Friday, April 20, 2012

Getting old sucks.

Sorry for the lack of posting. We were out of town for the whole of Passover, and then I turned into an 80-year-old woman. No, really.

First of all, if you have never before spent Passover on the road with a small child, entirely at the home of non-Jews, try it sometime. It will give you an appreciation for what it was like trying to move an entire tribe of people out of their houses and into the desert.

First night seder at our house was followed by loading up the car and heading out at the crap of dawn for The Kid's first-ever real road trip. Day one took us as far as Scranton, PA, where we took in the wonders of Steamtown - a railway museum in an old roundhouse. As much as he loves trains, I really hope The Kid doesn't grow up to be one of the many middle-aged men without kids we saw geeking about trains there. You know who you are.

The next day it was on to New England, where an entire band of Swedish Lutherans (my relatives) were waiting to meet The Kid for the first time. At Easter dinner. Where they were serving (you guessed it) ham. Luckily we were prepared for this with yet more goodies from our cooler, although The Kid gazed longingly at the buttered rolls the whole time. Also, you know what's really exciting to a kid from a floodplain? Outside cellar doors. You know, the kind that slope down and flip open to reveal steps? Since we'd never had a cellar, he'd never seen these before, and spent most of the afternoon sliding down them - in his dress pants. Luckily, there was a lot of wine with dinner.

No, this picture has nothing to do with anything, except that it came up in a Google image search for CELLAR DOORS DUSTY and wtf? You're welcome.
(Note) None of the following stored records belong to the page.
Issue #424, opened 2024-09-19
Square brackets around IPv6 addresses in `ceph.conf`


boltmark:
# Issue report

## What version of MicroCeph are you using?

`latest/edge` (19.2.0~git+snapbfd2c916c8)

## What are the steps to reproduce this issue ?

See https://github.com/canonical/microcloud/issues/380 for the steps taken to produce the error (during `microcloud init` questionnaire, set up CephFS and use IPv6).

Can also see a similar failure when setting up LXD with a CephFS storage pool via MicroCeph:
1. Create VM
```
lxc init ubuntu-minimal:24.04 v1 --vm -c limits.cpu=2 -c limits.memory=4GiB
```
2. Add volume to be used as disk
```
lxc storage volume create default disk1 size=5GiB --type=block
lxc config device add v1 disk1 disk pool=default source=disk1
```
3. Start VM and note IPv6 for `enp5s0`
```
lxc start v1
lxc ls v1
```
4. Enter VM and install MicroCeph and LXD
```
lxc exec v1 bash
snap install lxd --channel latest/edge
snap install microceph --channel latest/edge
```
5. Bootstrap MicroCeph with IPv6 address saved from above. Set up a new cluster, and add the disk created above
```
microceph init
```
6. Allow fewer than 3 disks for the sake of the reproducer
```
microceph pool set-rf "" --size=1
```
7. Initialize LXD and attempt to create CephFS storage pool
```
lxd init
lxc storage create lxd_cephfs cephfs cephfs.create_missing=true cephfs.meta_pool=lxd_cephfs_meta cephfs.data_pool=lxd_cephfs_data source=lxd_cephfs
```

## What happens (observed behaviour) ?

As per https://github.com/canonical/microcloud/issues/380, failure to mount error is observed:
`Error: Failed to mount "fd42:4c88:a791:d989:216:3eff:fe97:243c:6789,fd42:4c88:a791:d989:216:3eff:fe6d:c28e:6789:/" on "/tmp/lxd_cephfs_3143952555/mount" using "ceph": invalid argument`

## Additional comments.
[...]

PR #432, opened 2024-10-01
Use square brackets around IPv6 in ceph.conf

boltmark:
Small PR which adds square brackets around mon host addresses in `ceph.conf` if IPv6 is used.

Closes https://github.com/canonical/microceph/issues/424.

### DIFF
--- a/microceph/ceph/config.go
+++ b/microceph/ceph/config.go
@@ -356,6 +356,9 @@ func UpdateConfig(ctx context.Context, s interfaces.StateInterface) error {
 		}
 	}
 
+	// Ensure that IPv6 addresses have square brackets around them (if IPv6 is used).
+	monitorAddresses = formatIPv6(monitorAddresses)
+
 	conf := NewCephConfig(constants.CephConfFileName)
 
 	// Check if host has IP address on the configured public network.
@@ -441,4 +444,19 @@ func getMonitorAddresses(configs map[string]string) []string {
 		}
 	}
 	return monHosts
+}
+
+// formatIPv6 returns a slice in which all IPv6 addresses are formatted with square brackets.
+func formatIPv6(addrs []string) []string {
+	formatted := []string{}
+	for _, addr := range addrs {
+		ip := net.ParseIP(addr)
+		if ip != nil && strings.Contains(addr, ":") {
+			addr = fmt.Sprintf("[%s]", addr)
+		}
+
+		formatted = append(formatted, addr)
+	}
+
+	return formatted
 }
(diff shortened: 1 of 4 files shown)


sabaini (changes requested):
Hey @boltmark , thanks for this PR! One comment inline. 

Also, would you be able to add some tests around this so we can be confident the change addresses the issue?

microceph/ceph/config.go
```diff
@@ -281,6 +281,17 @@ func UpdateConfig(ctx context.Context, s interfaces.StateInterface) error {
...
+	for i, addr := range monitorAddresses {
+		if !strings.Contains(addr, ":") {
+			continue
+		}
+
+		if !strings.HasPrefix(addr, "[") && !strings.HasSuffix(addr, "]") {
+			monitorAddresses[i] = fmt.Sprintf("[%s]", addr)
+		}
+	}
+
```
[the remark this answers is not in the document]
boltmark: Thanks for the comment -- factored this out to a small function.

microceph/ceph/config.go
```diff
@@ -367,3 +370,17 @@ func getMonitorAddresses(configs map[string]string) []string {
 	}
 	return monHosts
 }
+
+// formatIPv6 returns a slice in which all IPv6 addresses are formatted with square brackets.
+func formatIPv6(addrs []string) []string {
+	formatted := []string{}
+	for _, addr := range addrs {
+		if strings.Contains(addr, ":") && !strings.HasPrefix(addr, "[") && !strings.HasSuffix(addr, "]") {
```
UtkarshBhatthere, line 378: something like this would be more conclusive:
```
ip := net.ParseIP(addr)
if ip != nil && strings.Contains(addr, ":") {
    addr = fmt.Sprintf("[%s]", addr)
}
```

microceph/ceph/config.go
```diff
@@ -367,3 +370,18 @@ func getMonitorAddresses(configs map[string]string) []string {
 	}
 	return monHosts
 }
+
+// formatIPv6 returns a slice in which all IPv6 addresses are formatted with square brackets.
+func formatIPv6(addrs []string) []string {
+	formatted := []string{}
+	for _, addr := range addrs {
+		ip := net.ParseIP(addr)
+		if ip != nil && strings.Contains(addr, ":") {
```
lmlg, line 379: should the ip be added to the list if parsing it returned `nil`?

boltmark: Hi @lmlg, `net.ParseIP` will return nil if the IPv6 address is already enclosed in square brackets, so we would fail to add the addresses in this case. If it is not possible for this to happen, let me know and I'll make this change.

lmlg: If we're certain that `ParseIP` can only fail for that reason, then it's fine by me.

We escaped the next day to the wilds of Western Massachusetts, and the homes of various old friends, and their approximately 3.2 million children. The Kid had a blast. I was reminded why I love having only one child. Let's just say I don't do well with chaos before I've had my coffee. I may have used the bathroom for non-bathroom-related activities. Like hiding. I also realized how lucky I am to be married to Bad Cohen - nothing like seeing other people's marriages up close, for days on end, to make you appreciate your own.

Given how well the trip went, and how happy I was with my newfound appreciation of our life choices, I was less than fazed by my pharmacist's revelation that no, in fact, I did NOT have any more refills on my Zoloft. (You may or may not know that early motherhood made me so insane my husband and doctor decided to medicate me. And then leave me on it, lest I turn back into the raging Momzilla who seriously considered breaking the sink full of dirty dishes instead of washing them because it would more effectively convey my feelings about housework. Ahem.)

Anyhoo, I felt great. It was sunny and warm, I loved my life, I have crappy insurance through Bad Cohen's grad school and can't afford to see a doctor, so this was a perfect time to stop anyway. A week later, I'm composing letters to the state Board of Education suggesting that we put all 16 year olds on antidepressants for a month and then drop their asses cold-turkey, so they can appreciate why they need to be nice to old people. I really think this would lower the sass quotient in high schools across the country.

Muscle aches, dizziness, fatigue - if I ever get back to being 30-something instead of 84, I think I will run up all the steps in my house just to show that I can.

In the meantime, send me good thoughts. And dark chocolate.

Tuesday, April 03, 2012

Bribery and Threats, the Essence of Good Parenting

I'm bribing my son to help with Pesach cleaning with the promise of matzah granola. Thank goodness he's so easy to bribe.